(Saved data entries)
────────────────
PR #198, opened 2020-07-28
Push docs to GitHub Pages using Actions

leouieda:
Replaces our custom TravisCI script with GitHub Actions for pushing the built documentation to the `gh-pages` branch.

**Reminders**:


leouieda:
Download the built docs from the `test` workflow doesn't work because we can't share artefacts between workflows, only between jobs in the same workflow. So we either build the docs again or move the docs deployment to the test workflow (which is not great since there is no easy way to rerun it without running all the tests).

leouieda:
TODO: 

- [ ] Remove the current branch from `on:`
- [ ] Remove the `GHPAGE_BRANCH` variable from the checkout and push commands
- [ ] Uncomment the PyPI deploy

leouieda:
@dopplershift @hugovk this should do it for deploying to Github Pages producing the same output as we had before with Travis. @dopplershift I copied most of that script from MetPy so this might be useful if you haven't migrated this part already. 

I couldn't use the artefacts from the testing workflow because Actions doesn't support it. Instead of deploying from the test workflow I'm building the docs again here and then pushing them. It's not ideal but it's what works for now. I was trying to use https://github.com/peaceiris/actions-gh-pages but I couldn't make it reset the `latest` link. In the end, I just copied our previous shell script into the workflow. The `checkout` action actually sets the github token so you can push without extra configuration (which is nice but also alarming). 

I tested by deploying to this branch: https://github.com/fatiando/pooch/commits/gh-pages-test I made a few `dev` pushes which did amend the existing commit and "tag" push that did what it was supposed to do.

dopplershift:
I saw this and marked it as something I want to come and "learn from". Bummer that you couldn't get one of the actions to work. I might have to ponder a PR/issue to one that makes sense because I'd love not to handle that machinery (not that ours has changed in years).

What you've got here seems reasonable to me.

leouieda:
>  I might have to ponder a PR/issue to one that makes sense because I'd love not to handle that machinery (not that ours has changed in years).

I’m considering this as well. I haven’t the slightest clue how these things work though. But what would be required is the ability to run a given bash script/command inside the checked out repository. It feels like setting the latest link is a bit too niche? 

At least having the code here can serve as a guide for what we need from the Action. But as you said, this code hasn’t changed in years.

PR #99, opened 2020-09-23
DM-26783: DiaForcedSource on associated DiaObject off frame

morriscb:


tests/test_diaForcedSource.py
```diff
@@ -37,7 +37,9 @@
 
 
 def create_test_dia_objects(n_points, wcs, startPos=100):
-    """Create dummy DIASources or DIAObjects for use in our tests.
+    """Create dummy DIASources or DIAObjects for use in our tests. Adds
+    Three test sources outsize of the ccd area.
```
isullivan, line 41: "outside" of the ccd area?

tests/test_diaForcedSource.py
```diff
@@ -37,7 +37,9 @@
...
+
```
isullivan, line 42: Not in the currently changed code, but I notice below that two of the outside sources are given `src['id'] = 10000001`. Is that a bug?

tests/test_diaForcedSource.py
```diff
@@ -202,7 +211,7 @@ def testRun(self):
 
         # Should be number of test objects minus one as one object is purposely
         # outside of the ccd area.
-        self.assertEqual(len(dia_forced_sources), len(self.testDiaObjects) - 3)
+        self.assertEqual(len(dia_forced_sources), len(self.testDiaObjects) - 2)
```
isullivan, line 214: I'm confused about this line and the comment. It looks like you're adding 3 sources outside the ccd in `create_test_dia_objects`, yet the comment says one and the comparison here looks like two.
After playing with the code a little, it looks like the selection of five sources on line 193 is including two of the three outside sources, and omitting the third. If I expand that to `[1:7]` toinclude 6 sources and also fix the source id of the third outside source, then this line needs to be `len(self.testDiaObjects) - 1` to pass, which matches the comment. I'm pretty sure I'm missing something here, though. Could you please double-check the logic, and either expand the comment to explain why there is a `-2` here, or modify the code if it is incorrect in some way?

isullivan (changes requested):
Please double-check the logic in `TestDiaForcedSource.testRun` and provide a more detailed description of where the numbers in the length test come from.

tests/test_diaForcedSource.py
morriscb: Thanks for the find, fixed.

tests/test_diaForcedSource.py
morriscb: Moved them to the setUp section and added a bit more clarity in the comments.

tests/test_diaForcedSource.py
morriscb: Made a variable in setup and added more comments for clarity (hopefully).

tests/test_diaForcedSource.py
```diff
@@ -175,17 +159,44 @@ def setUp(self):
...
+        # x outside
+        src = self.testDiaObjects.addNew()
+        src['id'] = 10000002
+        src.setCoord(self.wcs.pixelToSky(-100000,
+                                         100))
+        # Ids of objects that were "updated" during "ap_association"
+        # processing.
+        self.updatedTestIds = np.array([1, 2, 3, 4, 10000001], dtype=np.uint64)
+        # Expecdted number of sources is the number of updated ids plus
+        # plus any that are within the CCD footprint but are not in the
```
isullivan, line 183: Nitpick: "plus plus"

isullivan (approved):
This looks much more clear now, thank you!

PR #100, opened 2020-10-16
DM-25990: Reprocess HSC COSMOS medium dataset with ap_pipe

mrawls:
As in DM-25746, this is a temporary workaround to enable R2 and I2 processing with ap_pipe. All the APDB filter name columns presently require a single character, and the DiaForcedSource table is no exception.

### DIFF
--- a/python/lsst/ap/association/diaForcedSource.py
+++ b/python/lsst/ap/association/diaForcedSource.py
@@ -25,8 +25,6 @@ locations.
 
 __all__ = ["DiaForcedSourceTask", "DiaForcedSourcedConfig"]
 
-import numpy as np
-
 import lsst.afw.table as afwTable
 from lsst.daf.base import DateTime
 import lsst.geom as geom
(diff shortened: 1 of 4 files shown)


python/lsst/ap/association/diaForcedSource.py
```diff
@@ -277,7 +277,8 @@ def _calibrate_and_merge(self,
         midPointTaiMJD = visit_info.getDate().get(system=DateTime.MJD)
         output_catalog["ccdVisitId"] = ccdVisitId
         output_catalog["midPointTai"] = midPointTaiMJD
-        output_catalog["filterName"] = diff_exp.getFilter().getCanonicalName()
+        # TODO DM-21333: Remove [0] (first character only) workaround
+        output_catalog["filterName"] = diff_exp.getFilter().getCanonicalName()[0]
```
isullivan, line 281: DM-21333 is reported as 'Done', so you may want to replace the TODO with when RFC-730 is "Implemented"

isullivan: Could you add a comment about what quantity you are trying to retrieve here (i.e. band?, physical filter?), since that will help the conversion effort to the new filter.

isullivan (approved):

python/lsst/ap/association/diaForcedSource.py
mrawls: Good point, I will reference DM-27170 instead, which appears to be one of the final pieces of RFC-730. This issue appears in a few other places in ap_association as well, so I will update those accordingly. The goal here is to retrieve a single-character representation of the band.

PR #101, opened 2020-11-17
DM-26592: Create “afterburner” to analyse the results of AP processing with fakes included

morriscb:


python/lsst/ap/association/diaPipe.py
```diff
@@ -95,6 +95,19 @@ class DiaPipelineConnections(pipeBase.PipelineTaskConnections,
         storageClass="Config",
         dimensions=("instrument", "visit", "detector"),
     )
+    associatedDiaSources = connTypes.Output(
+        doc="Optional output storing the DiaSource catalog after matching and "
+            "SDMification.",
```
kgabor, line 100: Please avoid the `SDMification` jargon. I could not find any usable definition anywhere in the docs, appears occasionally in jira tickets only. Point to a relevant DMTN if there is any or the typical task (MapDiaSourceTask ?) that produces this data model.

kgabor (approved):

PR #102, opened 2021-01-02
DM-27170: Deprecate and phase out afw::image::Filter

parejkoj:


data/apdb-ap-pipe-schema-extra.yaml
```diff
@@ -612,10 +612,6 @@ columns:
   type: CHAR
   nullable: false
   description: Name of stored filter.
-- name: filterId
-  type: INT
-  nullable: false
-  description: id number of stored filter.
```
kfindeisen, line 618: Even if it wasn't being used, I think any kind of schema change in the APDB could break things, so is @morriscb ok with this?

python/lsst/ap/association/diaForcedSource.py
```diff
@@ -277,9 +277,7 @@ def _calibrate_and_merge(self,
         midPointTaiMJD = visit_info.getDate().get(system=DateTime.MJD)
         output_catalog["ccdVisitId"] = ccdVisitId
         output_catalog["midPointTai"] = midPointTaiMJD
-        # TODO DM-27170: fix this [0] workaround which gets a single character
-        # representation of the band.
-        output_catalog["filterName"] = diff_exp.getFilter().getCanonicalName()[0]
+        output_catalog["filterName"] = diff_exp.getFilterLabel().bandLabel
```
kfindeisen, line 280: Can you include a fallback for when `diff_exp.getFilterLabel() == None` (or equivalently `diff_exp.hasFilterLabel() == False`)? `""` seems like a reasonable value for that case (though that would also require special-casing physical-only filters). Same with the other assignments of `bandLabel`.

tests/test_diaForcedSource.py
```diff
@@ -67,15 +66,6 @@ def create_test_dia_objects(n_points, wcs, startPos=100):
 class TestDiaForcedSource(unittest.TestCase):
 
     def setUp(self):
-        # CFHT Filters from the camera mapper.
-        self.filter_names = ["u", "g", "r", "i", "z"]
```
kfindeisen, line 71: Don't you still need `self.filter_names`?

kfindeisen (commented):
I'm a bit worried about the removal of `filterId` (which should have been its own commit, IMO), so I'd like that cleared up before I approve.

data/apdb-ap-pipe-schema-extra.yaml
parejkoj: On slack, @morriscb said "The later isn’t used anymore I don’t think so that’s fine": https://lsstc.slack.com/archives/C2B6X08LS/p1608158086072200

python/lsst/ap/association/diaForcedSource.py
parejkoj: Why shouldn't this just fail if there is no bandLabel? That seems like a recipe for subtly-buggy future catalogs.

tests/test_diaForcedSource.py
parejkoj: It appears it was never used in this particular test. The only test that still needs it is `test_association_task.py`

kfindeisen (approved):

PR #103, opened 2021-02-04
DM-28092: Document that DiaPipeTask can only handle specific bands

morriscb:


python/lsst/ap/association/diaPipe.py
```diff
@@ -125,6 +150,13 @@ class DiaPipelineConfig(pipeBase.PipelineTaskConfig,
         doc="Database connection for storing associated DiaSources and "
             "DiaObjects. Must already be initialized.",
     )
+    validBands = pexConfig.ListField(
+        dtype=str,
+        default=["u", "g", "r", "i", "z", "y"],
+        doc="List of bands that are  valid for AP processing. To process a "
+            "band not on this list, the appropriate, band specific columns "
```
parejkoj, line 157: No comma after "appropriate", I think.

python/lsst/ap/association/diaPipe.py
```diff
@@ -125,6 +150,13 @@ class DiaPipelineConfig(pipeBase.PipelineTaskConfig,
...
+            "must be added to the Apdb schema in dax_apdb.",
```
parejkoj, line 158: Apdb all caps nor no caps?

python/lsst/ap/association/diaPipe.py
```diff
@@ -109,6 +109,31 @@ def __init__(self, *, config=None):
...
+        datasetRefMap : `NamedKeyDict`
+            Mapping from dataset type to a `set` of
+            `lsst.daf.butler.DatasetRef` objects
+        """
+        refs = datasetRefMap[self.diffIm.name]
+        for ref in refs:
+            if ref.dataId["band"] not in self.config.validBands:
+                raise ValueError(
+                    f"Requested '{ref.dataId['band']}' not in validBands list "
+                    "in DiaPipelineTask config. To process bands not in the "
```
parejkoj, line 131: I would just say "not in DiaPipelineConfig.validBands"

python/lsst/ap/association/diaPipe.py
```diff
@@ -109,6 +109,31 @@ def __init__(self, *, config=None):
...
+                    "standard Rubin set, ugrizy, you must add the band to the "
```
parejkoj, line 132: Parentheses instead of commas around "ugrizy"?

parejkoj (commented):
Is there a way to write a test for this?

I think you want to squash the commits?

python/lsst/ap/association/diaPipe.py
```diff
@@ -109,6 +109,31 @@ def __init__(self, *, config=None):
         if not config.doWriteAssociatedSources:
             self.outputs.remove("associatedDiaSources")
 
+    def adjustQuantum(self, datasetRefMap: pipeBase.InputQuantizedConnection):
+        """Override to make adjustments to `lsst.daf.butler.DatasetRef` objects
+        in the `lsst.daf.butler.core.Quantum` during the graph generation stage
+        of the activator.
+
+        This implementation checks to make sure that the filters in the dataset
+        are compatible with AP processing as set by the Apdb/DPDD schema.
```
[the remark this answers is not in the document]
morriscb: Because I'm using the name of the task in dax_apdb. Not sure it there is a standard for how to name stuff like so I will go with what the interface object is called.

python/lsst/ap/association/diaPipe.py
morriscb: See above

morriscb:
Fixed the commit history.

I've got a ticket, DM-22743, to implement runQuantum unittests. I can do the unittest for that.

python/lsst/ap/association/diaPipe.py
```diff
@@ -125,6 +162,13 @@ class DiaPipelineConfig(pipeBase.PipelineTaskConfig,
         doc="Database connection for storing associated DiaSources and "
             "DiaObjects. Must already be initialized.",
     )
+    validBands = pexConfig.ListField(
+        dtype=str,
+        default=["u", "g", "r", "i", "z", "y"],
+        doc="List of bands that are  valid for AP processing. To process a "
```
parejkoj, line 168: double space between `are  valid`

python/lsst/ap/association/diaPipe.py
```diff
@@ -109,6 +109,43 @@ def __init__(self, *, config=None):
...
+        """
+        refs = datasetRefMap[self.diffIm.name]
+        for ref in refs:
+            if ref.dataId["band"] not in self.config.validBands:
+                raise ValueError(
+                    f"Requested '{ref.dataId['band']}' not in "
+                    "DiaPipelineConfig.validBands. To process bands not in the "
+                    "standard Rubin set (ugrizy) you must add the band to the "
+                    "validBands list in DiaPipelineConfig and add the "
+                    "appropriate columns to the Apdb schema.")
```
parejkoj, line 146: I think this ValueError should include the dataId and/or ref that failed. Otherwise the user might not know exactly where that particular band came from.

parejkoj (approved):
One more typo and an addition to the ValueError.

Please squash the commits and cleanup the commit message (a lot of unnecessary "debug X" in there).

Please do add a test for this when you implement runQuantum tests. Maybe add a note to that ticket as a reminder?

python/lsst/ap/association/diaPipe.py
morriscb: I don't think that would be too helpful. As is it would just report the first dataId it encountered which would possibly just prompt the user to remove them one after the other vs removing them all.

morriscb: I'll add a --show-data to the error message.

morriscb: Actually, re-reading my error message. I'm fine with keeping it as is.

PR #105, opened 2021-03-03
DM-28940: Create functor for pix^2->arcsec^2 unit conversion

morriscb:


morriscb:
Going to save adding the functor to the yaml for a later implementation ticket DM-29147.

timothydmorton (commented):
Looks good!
────────────────
[Problem]
Scan the data above. Return every line with "also" in it.

[Reply to the task]
I couldn't use the artefacts from the testing workflow because Actions doesn't support it. Instead of deploying from the test workflow I'm building the docs again here and then pushing them. It's not ideal but it's what works for now. I was trying to use https://github.com/peaceiris/actions-gh-pages but I couldn't make it reset the `latest` link. In the end, I just copied our previous shell script into the workflow. The `checkout` action actually sets the github token so you can push without extra configuration (which is nice but also alarming). 
After playing with the code a little, it looks like the selection of five sources on line 193 is including two of the three outside sources, and omitting the third. If I expand that to `[1:7]` toinclude 6 sources and also fix the source id of the third outside source, then this line needs to be `len(self.testDiaObjects) - 1` to pass, which matches the comment. I'm pretty sure I'm missing something here, though. Could you please double-check the logic, and either expand the comment to explain why there is a `-2` here, or modify the code if it is incorrect in some way?
kfindeisen, line 280: Can you include a fallback for when `diff_exp.getFilterLabel() == None` (or equivalently `diff_exp.hasFilterLabel() == False`)? `""` seems like a reasonable value for that case (though that would also require special-casing physical-only filters). Same with the other assignments of `bandLabel`.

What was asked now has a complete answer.